私は大学では太陽電池ではなく超伝導に関連した酸化物材料の物性を研究していました。ただ、当時は超伝導デバイスが社会で本格的に実用化されるにはまだまだ時間がかかると感じていました。そんな中、修士1年の時にインターンに行った企業で出会ったのが太陽電池です。太陽電池ならば社会に需要があるのですぐにでも実用化が可能ということを知り、技術を通して社会貢献できるのではないかと感じ、少しずつ太陽電池の魅力にひかれていきました。その後、就職活動が本格化する中で私はシャープに出会いました。1912年に東京で創業されたシャープ株式会社はもともと金属加工会社でした。
みなさんシャーペンをもちろんご存知ですよね?
実はこれはシャープの創業者が発明したものなのです。シャーペンは欧米を中心に大ヒットし、シャープは順調に事業を拡大していきました。しかし、1923年に突如起こった関東大震災により、工場を失い事業は閉鎖の危機に立たされてしまいます。しかしシャーペンの特許を売って、今の大阪の本社へと移り、そして総合家電メーカーとして現在に至るまでの再生をしました。このような過去を知ったことも、シャープを選んだ1つの理由です。

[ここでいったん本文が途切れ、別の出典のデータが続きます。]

PR #124, opened 2020-09-03
Add hs_date_entered/exited fields from v3

luandy64:
# Description of change
The v3 CRM Deals API has `hs_date_entered_*` and `hs_date_exited_*` fields that the v1 Deals API does not have. This PR discovers and syncs those fields.

# Manual QA steps
 - Ran the tap
 
# Risks
 - Low because everything is an addition
 
# Rollback steps
 - revert this branch

### DIFF
--- a/setup.py
+++ b/setup.py
@@ -15,8 +15,13 @@ setup(name='tap-hubspot',
           'requests==2.20.0',
           'backoff==1.3.2',
           'requests_mock==1.3.0',
-          'nose'
       ],
+      extras_require= {
+          'dev': [
+              'pylint==2.5.3',
+              'nose==1.3.7',
+          ]
+      },
       entry_points='''
           [console_scripts]
           tap-hubspot=tap_hubspot:main
--- a/tap_hubspot/__init__.py
+++ b/tap_hubspot/__init__.py
@@ -72,8 +72,8 @@ ENDPOINTS = {
     "companies_detail":     "/companies/v2/companies/{company_id}",
     "contacts_by_company":  "/companies/v2/companies/{company_id}/vids",
 
-    "deals_properties":     "/properties/v1/deals/properties",
-    "deals_all":            "/deals/v1/deal/paged",
+    "deals_properties":     "/crm/v3/properties/deals",
+    "deals_all":            "/crm/v3/objects/deals",
     "deals_recent":         "/deals/v1/deal/recent/modified",
     "deals_detail":         "/deals/v1/deal/{deal_id}",
 
--- a/tap_hubspot/__init__.py
+++ b/tap_hubspot/__init__.py
@@ -72,8 +72,8 @@ ENDPOINTS = {
     "companies_detail":     "/companies/v2/companies/{company_id}",
     "contacts_by_company":  "/companies/v2/companies/{company_id}/vids",
 
-    "deals_properties":     "/crm/v3/properties/deals",
-    "deals_all":            "/crm/v3/objects/deals",
+    "deals_properties":     "/properties/v1/deals/properties",
+    "deals_all":            "/deals/v1/deal/paged",
     "deals_recent":         "/deals/v1/deal/recent/modified",
     "deals_detail":         "/deals/v1/deal/{deal_id}",
 
--- a/tap_hubspot/__init__.py
+++ b/tap_hubspot/__init__.py
@@ -76,7 +76,8 @@ ENDPOINTS = {
     "deals_all":            "/deals/v1/deal/paged",
     "deals_recent":         "/deals/v1/deal/recent/modified",
     "deals_detail":         "/deals/v1/deal/{deal_id}",
-
+    "deals_v3_search":      "/crm/v3/objects/deals/search",
+    "deals_v3_properties":  "/crm/v3/properties/deals",
     "deal_pipelines":       "/deals/v1/pipelines",
 
     "campaigns_all":        "/email/public/v1/campaigns/by-id",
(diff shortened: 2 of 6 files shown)


tests/test_hubspot_bookmarks1.py
```diff
@@ -156,7 +156,7 @@ def expected_bookmarks(self):
 
 
     def get_properties(self):
-        return {'start_date' : '2017-05-01 00:00:00'}
+        return {'start_date' : '2017-05-01T00:00:00Z'}
```
luandy64, line 159: This is because we updated the Circle image to `tap-tester-v4`

tests/test_hubspot_bookmarks2.py
```diff
@@ -104,7 +104,7 @@ def expected_bookmarks(self):
 
 
     def get_properties(self):
-        return {'start_date' : '2017-05-01 00:00:00'}
+        return {'start_date' : '2017-05-01T00:00:00Z'}
```
luandy64, line 107: This is because we updated the Circle image to `tap-tester-v4`

tap_hubspot/tests/test_deals.py
```diff
@@ -23,7 +23,7 @@ def test_associations_are_not_validated(self,
 
         expected_param = {'count': 250, 'includeAssociations': False, 'properties': []}
 
-        mocked_gen_request.assert_called_once_with(ANY, ANY, ANY, expected_param, ANY, ANY, ANY, ANY)
+        mocked_gen_request.assert_called_once_with(ANY, ANY, ANY, expected_param, ANY, ANY, ANY, ANY, v3_fields=ANY)
```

Q.学生時代に培ったことは、仕事にどのように活きていますか?
大学生活を通じて培ったもので活きていることは忍耐力、そして何事も真剣に取り組み必ず成し遂げるやる気だと思います。私は大学の時にバスケットボール部に所属しており、日々厳しい練習をしていました。勉学との兼ね合いは大変でしたが、そこで現在の忍耐力が養われたと思っています。また、研究室の先生方の指導は厳密で、少しの間違いでも正しく指摘してくださいました。そこで、人に自分の言いたいことを伝える日本語の表現力や学ぶプロセスを教わったと感じています。大学はただ勉強するだけの場所ではないと思います。若いうちに興味があることに真剣に取り組み最後までやり通す力を身につけることが重要だと思います。
Q.会社での生活はどのようなものなのですか?
シャープではまず1年目の社員は先輩方にお世話になり見習いとして仕事の内容を教えてもらいます。一通り理解すると本格的な開発などを任されるようになっていきます。すべて自分の思い通りになるわけではありませんが、やりたいと思うことには積極的に取り組むことができます。シャープは今では大企業となりましたが、中身は中小企業のようなアットホームな感じです。そんな環境で毎日研究や開発をするとともに、海外の学会発表に参加したり、社内の部署対抗のスポーツ大会などへも積極的に参加したりして、充実した日々を送っています。
Q.最後に読者へのメッセージをお願いします。
まず、人との出会いを大切にしてください。社会に出ると多くの人と接する機会が増えます。これまでに築いた人間関係は必ずそこで活きると思います。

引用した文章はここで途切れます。